BEGIN Supplied material

PR #233, opened 2026-06-09
Hotfix - minor plot tweaks

Lumorti:
The colorbar label no longer forces a Voltage/dB label to be appended to the unit.


amirazzam2000 (approved):
Thanks!

PR #234, opened 2026-06-09
Hotfix - Even More Plot Tweaks

Lumorti:
The db=False/True flag has been removed, since now with the dimension overrides it can cause problems.

connect_points=False/True has been added to plots at the suggestion of Yifei, which can be useful for debugging Rabi plots.

The T2 fit has been made more consistent with the T1 fit, with units corrected.

### DIFF
--- a/src/qilisdk/experiments/experiment_result.py
+++ b/src/qilisdk/experiments/experiment_result.py
@@ -105,9 +105,7 @@ class ExperimentResult(FunctionalResult):
         return 20 * np.log10(self.s21_modulus)
 
     @staticmethod
-    def add_fit(
-        x_values: np.ndarray, y_values: np.ndarray, initial_guess: list[float] | None = None, db: bool = False
-    ) -> None:
+    def add_fit(x_values: np.ndarray, y_values: np.ndarray, initial_guess: list[float] | None = None) -> None:
         """
         Fit a user-provided function to the experimental data.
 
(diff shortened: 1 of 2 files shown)


fedonman (dismissed):
IMO, You remove a nice feature because of a bug. And we will definitely want to add the feature back which will be double effort.

Why not remove the scaling of s21 from Dimensions which is the way to go?

As explained in `qili-runtime`, the following code should not set the `Amplitude (V)` as dimension override:

```python
T1ExperimentResult.dims_override = [
        lambda dim: Dimension(labels=[r"Time ($\mu$s)"], values=[v * 1e-3 for v in dim.values]),
        lambda dim: Dimension(labels=[r"Amplitude (V)"], values=dim.values),
    ]
```

T1 has only **one** dimension: Time (and of course the trivial I/Q which is regarded since we combine the values for s21)

The result data **is not** a dimension.

fedonman (approved):
I leave it to approved, so you can merge if it's pressing, but read the comments please :)

Lumorti:
> IMO, You remove a nice feature because of a bug. And we will definitely want to add the feature back which will be double effort.
> 
> Why not remove the scaling of s21 from Dimensions which is the way to go?
> 
> As explained in `qili-runtime`, the following code should not set the `Amplitude (V)` as dimension override:
> 
> ```python
> T1ExperimentResult.dims_override = [
>         lambda dim: Dimension(labels=[r"Time ($\mu$s)"], values=[v * 1e-3 for v in dim.values]),
>         lambda dim: Dimension(labels=[r"Amplitude (V)"], values=dim.values),
>     ]
> ```
> 
> T1 has only **one** dimension: Time (and of course the trivial I/Q which is regarded since we combine the values for s21)
> 
> The result data **is not** a dimension.

Do you suggest that we do a data override and a dims override as separate things? The current version is like this for simplicity, but I'm happy to change it. I think in one of the plots we do change the scaling of the data, no? Or if not, it's good to have. It's true that in this case we're pretending that the data is a dim, or more that we're treating the dims as graph axes rather than true dims.

We talked about removing dB in the last meeting. Also, it's not so much removing a feature, rather choosing not to include this (new, existing only briefly in a single hotfix commit) feature in the release. Also it complicated everything quite a lot, there were a lot of "if db" checks everywhere.

Lumorti:
Going to merge this for now, the comments are good suggestions though, I'll add a linear task with them as a reminder to have a look at it in future if we keep the experiments around

PR #235, opened 2026-06-10
[SDK-310] Add Phase Plots

Lumorti:
Phase plots for each experiment have been added, enabled via a new argument: `.plot(plot_type = "phase")`.

dB plots are also back (since it was only a few lines extra), which can be enabled with `plot_type = "db"`.

The default axis names have been changed from "|S21|" to "Amplitude (V)" to be more consistent.

### DIFF
--- a/src/qilisdk/experiments/experiment_result.py
+++ b/src/qilisdk/experiments/experiment_result.py
@@ -266,6 +266,7 @@ class ExperimentResult(FunctionalResult):
     def plot(
         self,
         save_to: str | None = None,
+        *,
         initial_guess: list[float] | None = None,
         fit: bool | None = None,
         connect_points: bool = False,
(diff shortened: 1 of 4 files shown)


src/qilisdk/experiments/experiment_result.py
```diff
@@ -248,6 +267,7 @@ def plot(
         initial_guess: list[float] | None = None,
         fit: bool | None = None,
         connect_points: bool = False,
+        plot_type: Literal["amplitude", "phase", "db"] = "amplitude",
     ) -> None:
```
fedonman, line 274: Since parameters are increasing, and some have default `None`, could we enforce using the keywords for all except the `save_to`?

```
def plot(
        self,
        save_to: str | None = None,
        *,
        initial_guess: list[float] | None = None,
        fit: bool | None = None,
        connect_points: bool = False,
        plot_type: Literal["amplitude", "phase", "db"] = "amplitude",
    ) -> None:
```

fedonman (commented):
Awesome 💯 Left a minor comment.

src/qilisdk/experiments/experiment_result.py
Lumorti: good idea

fedonman (approved):
💯 💯

PR #236, opened 2026-06-10
[SDK-308] Add `averages` to all experiments and their results

fedonman:
- Added `averages` as a common field for experiment functionals and experiment results.
- Renamed `TwoTonesAtFluxBiasExperiment` to `TwoTonesAtFixedFluxBiasExperiment`.

### DIFF
--- a/src/qilisdk/experiments/experiment_functional.py
+++ b/src/qilisdk/experiments/experiment_functional.py
@@ -175,7 +175,7 @@ class T2Experiment(ExperimentFunctional[T2ExperimentResult]):
 
 
 @yaml.register_class
-class TwoTonesAtFluxBiasExperiment(ExperimentFunctional[TwoTonesAtFixedFluxBiasExperimentResult]):
+class TwoTonesAtFixedFluxBiasExperiment(ExperimentFunctional[TwoTonesAtFixedFluxBiasExperimentResult]):
     """Two-tone spectroscopy functional for a single qubit.
 
     Sweeps a drive tone frequency while monitoring the readout tone to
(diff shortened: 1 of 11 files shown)


src/qilisdk/experiments/experiment_functional.py
```diff
@@ -60,6 +62,15 @@ def qubit(self) -> int:
         """
         return self._qubit
 
+    @property
+    def averages(self) -> int:
+        """The physical qubit index on which the experiment is performed.
+
+        Returns:
+            int: Index of the qubit.
+        """
```
Lumorti, line 71: This is copied from the qubit property, should be updated for averages

src/qilisdk/experiments/experiment_functional.py
```diff
@@ -238,14 +261,15 @@ def __init__(
 
         Args:
             qubit (int): The physical qubit index on which the experiment is performed.
+            averages (int): Number of averages to acquire for the experiment.
```
Lumorti, line 264: In general I think the word "averages" is strangely used, like I think here "averages" is the number of shots/samples/repeats **per** average, no? The actual number of different averages is determined by the dimension sweep, as in, one average is one data point, obtained by multiple shots

NataliaSirera (approved):

Lumorti (approved):
Thanks for handling this! 🚀️

A few comments, I leave up to you:
 - the term "averages" here is used to mean "shots/repeats", which I don't know if that's standard or not. If that's the term that experimentalists use, then completely fair, but to me it seems strange to call the number of shots used to generate each average the "averages"
 - right now on the results side, we didn't change the format of the results, right? so we're still just getting a single number per point (which as of now is the average over multiple runs), but I feel like maybe they're going to want error bars on the plots, which would require either the standard deviation or a list of all of the different values used to generate the average, which would require much more of a change. I don't know if we want to pre-emptively do this or not, perhaps that's what they're already thinking about when they talk about averages

Note the docstring typo before merging!

src/qilisdk/experiments/experiment_functional.py
fedonman: I had the same comment, but Lorenzo insisted on using the term `averages`.

PR #237, opened 2026-06-11
[SDK-313] Add Printing for Experiments

Lumorti:
`ExperimentResult` can now be printed without error, previously it was using the `FunctionalResult` `__repr__` (since it inherits from `FunctionalResult`), but now it has its own dedicated print.


fedonman (approved):
💯

PR #238, opened 2026-06-15
fix(security): QSDK-01/02 safe-by-default YAML deserialization + QSDK-03 docs

DZPM:
## QSDK-01 + QSDK-02 (🔴 Critical, CWE-502 / CWE-94)

Makes QiliSDK's YAML deserialization **safe by default**, closing two Critical findings from the June 2026 security analysis that share one root cause: the module-level `QiliYAML(typ="unsafe")` loader executes attacker-controlled code at parse time (`!function`/`!lambda` run `dill.loads`; `!type`/`!PydanticModel`/`!defaultdict` and ruamel's `!!python/*` import/instantiate arbitrary names).

- **QSDK-01** — public `deserialize` / `deserialize_from` fed untrusted input straight into that loader (loading a shared file = code execution). Finding: https://app.notion.com/p/37d7eec14c5381e48d4cf683f2f75a28
- **QSDK-02** — the SpeQtrum client routed the server's job-result payload through the same loader inside pydantic before-validators, so a malicious/compromised backend reached code execution on the client during a normal `submit` → `wait_for_job` flow. Finding: https://app.notion.com/p/37d7eec14c5381c99729d0b9da1d6851

### The fix
- New **registry-isolated, data-only** `safe_yaml` loader (`src/qilisdk/yaml.py`): its constructor gets fresh per-instance constructor tables (ruamel's `add_constructor` mutates a shared *class* registry, so a plain second instance is not isolated). It keeps the pure-data tags (`!ndarray`, `!complex`, `!tuple`, `!deque`, ...), **rejects** `!function`/`!lambda`, gates `!type`/`!PydanticModel`/`!defaultdict` **and** ruamel's five `!!python/*` multi-constructors behind a strict fully-qualified-name allow-list, and raises on unknown tags. `register_class` mirrors data tags onto it so all existing `!ClassName` round-trips keep working.
- `deserialize` / `deserialize_from` use `safe_yaml` **by default**, with an additive default-off `trust_code=True` escape hatch for genuinely trusted input. `serialize` and the trusted loader are unchanged.
- **QSDK-02** needs no further source change (the 20 SpeQtrum result/payload validators call the now-safe `deserialize` without `trust_code`); a regression test proves a `!function` server payload is rejected, not executed.

## QSDK-03 — documentation (🟠 Medium, CWE-1188)

Folded in from the now-closed #242. Adds a **"Serialization and Security"** page under Modules/Core (`docs/modules/core/core_serialization.rst`) documenting that `deserialize` / `deserialize_from` are safe by default (data-only loader that rejects code-execution tags, treat like `json.load`) and that the `trust_code=True` opt-in executes arbitrary code and must only be used on fully trusted input, with a prominent `danger` admonition. Finding: https://app.notion.com/p/37d7eec14c5381049d53c63b6d4bb3c2

Bundled here because it documents the behaviour that ships in this PR, so it no longer needs to be a separate stacked PR.

### Verification
113 tests pass across the serialization + SpeQtrum suites (incl. new regression tests); a 726-test sweep over analog/functionals/experiments/etc. confirms no legitimate round-trip regressed; `ruff` + `mypy` clean. Manual adversarial checks confirm every code-bearing tag (incl. nested + all `!!python/*` variants) raises with no sentinel file created.

### Not closed by this PR
- A non-allow-listed pydantic `BaseModel` subclass that previously round-tripped via the generic `!!python/object` tag now raises by default (LOW impact: none flow over the network path; `trust_code=True` restores it). Widen the allow-list if a legitimate round-trip needs it.


amirazzam2000 (commented):
Do we think this is a bit of an overkill? We can simply remove the serialization of lambda and functions once we decouple from qililab.

DZPM:
Rebased and cherry-picked #242 on top of this, with @Lumorti's recommendations.

Now the decision is to, either:
- remove the serialization (per this comment: https://github.com/qilimanjaro-tech/qilisdk/pull/238#pullrequestreview-4504081634)
- or applying this deserialization fix (at least, until the serialization gets removed?)

PR #239, opened 2026-06-16
[SDK-290] Stabilizer State Simulator

Lumorti:
A new digital simulation method has been added to QiliSim, based on stabilizer states. This allow efficient simulation of circuits with small numbers of T gates. For example, to sample from a 1000-qubit GHZ state in around 10s on a laptop:

```python
from time import time
from qilisdk.backends import QiliSim, DigitalMethod

# Settings
nqubits = 1000
nshots = 10000

# Circuit creating a GHZ state
c = Circuit(nqubits)
c.add(H(0))
for i in range(1, nqubits):
    c.add(CNOT(i - 1, i))

# Set everything up
digital = DigitalPropagation(circuit=c)
backend_stab = QiliSim(digital_simulation_method=DigitalMethod.stabilizer())
readout = Readout().with_sampling(nshots)

# Run it
t0 = time()
results_stab = backend_stab.execute(digital, readout)
t1 = time()
samples_stab = results_stab.get_samples()
print(samples_stab)
print(f"Execution time: {t1 - t0} seconds")
``` 

It can also do more general circuits, however either a performance cost (scaling as 2^{number of T gates}) or an accuracy cost (if truncation is enabled via setting `max_states` to something non-zero).


.claude/skills/run-checks/SKILL.md
amirazzam2000, line 1: We should add this in a separate PR when we decide on how we are doing this.

scripts/checks.sh
```diff
@@ -10,6 +10,9 @@
 # Stop if any command fails
 set -euo pipefail
 
+# Make sure we're in the venv
+source .venv/bin/activate
```
amirazzam2000, line 17: this assumes you are running the checks from the base of the library. maybe add something to check this?

src/qilisdk/backends/qilisim.py
```diff
@@ -131,7 +132,10 @@ def get_config(self) -> SolverConfigDict:
         return dict(self._solver_config)
 
     def _execute_digital_propagation(
-        self, functional: DigitalPropagation, readout: list[ReadoutMethod], initial_state: QTensor | None = None
+        self,
+        functional: DigitalPropagation,
+        readout: list[ReadoutMethod],
+        initial_state: QTensor | InitialState = InitialState.ZERO,
```
amirazzam2000, line 138: should this be something that we add to the rest of the backends as well? because as of now the user has no way of modifying this parameter.

Lumorti: the syntax of the function didn't change, just that it now accepts an InitialState instead of a QTensor

I believe the logic with this syntax from before was that in general we don't want to allow circuits with initial states since we can't do that on the hardware, but I think you or someone else wanted it for reservoirs, maybe? so the compromise was to allow it if the user uses the _execute overload directly

scripts/checks.sh
Lumorti: good idea!

.claude/skills/run-checks/SKILL.md
Lumorti: Yes sorry I forgot to remove this

scripts/checks.sh
Lumorti: done

src/qilisdk/backends/qilisim.py
amirazzam2000: Good point, Maybe a cool thing to have is pre-made circuit initializers, were we have some premade circuits that you can prepend to a circuit to initialize the state into a given state. Maybe we can define it in an easy to use way. Not for this PR, just something to consider for the future (maybe as part of the circuit blocks idea we were working on)

Lumorti: Yeah that could be nice, tbf the current InitialState initializers are just zero, uniform or one, which are very easy to implement as prepended circuits, so maybe DigitalPropogation could take either an InitialState or a Circuit. I'll add a linear task for it!

src/qilisdk/backends/backend_config.py
```diff
@@ -337,6 +337,12 @@ class DigitalMethod(BaseSimulatorConfig):
             for statevector simulation. Defaults to ``True``.
     """
 
+    sampling_method: str = Field(
```
amirazzam2000: I know this is annoying but maybe we should call this propagation_method for consistency?

amirazzam2000: or even just method (given that we also change the analog one to be method)

amirazzam2000 (approved):
It looks good! Just left a small comment, we can discuss it! 🙌

src/qilisdk/backends/backend_config.py
Lumorti: we need to seperate digital and analog since maybe we use both for reservoirs etc., but yeah good idea it shouldn't be sampling anymore

PR #240, opened 2026-06-17
fix(security): QSDK-04 coerce from_numpy input to contiguous complex128

DZPM:
## Summary

Fixes **QSDK-04** (Medium, CWE-843 / CWE-125) from the QiliSDK security analysis.

Finding: https://app.notion.com/p/37d7eec14c5381abae83fa006b1c4cd5

`from_numpy()` reinterpreted the raw numpy buffer as `complex128` after only checking `ndim == 2`, never verifying itemsize / dtype / contiguity. A non-`complex128` array (`float64`, or every gate matrix under `QILISDK_COMPLEX_PRECISION=COMPLEX_64`) or a non-contiguous view strides 16 bytes per element over a smaller / mismatched allocation, reading out of bounds; under `COMPLEX_64` this was a deterministic OOB read on any circuit run.

## Fix

Coerce the buffer to a C-contiguous `complex128` array (`py::array::c_style | py::array::forcecast`) before reading. This covers every caller (`QTensorCpp`, `parse_gates`, observables) since they all route through `from_numpy`, and makes the `COMPLEX_64` path produce correct values instead of reading past the buffer. Adds a regression test.

Verified locally: built and 140 QTensor tests pass (incl. the new regression).

### DIFF
--- a/tests/unit_python/core/test_qtensor.py
+++ b/tests/unit_python/core/test_qtensor.py
@@ -63,6 +63,14 @@ def test_from_numpy_coerces_mismatched_dtype_and_strides():
     assert np.allclose(result, np.ascontiguousarray(view))
 
 
+def test_from_numpy_raises_when_array_is_not_convertible_to_complex128():
+    from qtensor_module import QTensorCpp  # noqa: PLC0415
+
+    bad = np.array([["not-a-number"]], dtype=object)
+    with pytest.raises(ValueError, match=r"Input array must be convertible to a 2D complex128 array\."):
+        QTensorCpp(bad)
+
+
 def test_constructor_valid_sparse():
     """QTensor should accept a valid SciPy sparse matrix."""
     sparse_mat = csc_array([[1, 0], [0, 1]])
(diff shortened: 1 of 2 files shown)


tests/unit_python/core/test_qtensor.py
```diff
@@ -43,6 +43,26 @@ def test_constructor_valid_ndarray():
...
+        assert np.allclose(result, expected), f"dtype {np.dtype(dtype).name} mismatched"
+
+    # Non-contiguous complex128 view: strides must be honoured, not ignored.
+    base = np.arange(64, dtype=np.complex128).reshape(8, 8)
+    view = base[::2, ::2]
+    assert not view.flags["C_CONTIGUOUS"]
+    result = np.asarray(QTensorCpp(view).as_numpy())
+    assert np.allclose(result, np.ascontiguousarray(view))
+
+
```
Lumorti, line 65: @copilot could you please also add a test here checking the throw in the case of the array not being able to be converted?

Lumorti (approved):
Thanks David/Claude/Copilot! Good catch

END Supplied material

> [Task details] Your reply is to repeat, unchanged, the lines above running from the one with "amirazzam2000, line 138: should" up to and including the one with "Lumorti: the syntax".

> [Problem solution]
amirazzam2000, line 138: should this be something that we add to the rest of the backends as well? because as of now the user has no way of modifying this parameter.

Lumorti: the syntax of the function didn't change, just that it now accepts an InitialState instead of a QTensor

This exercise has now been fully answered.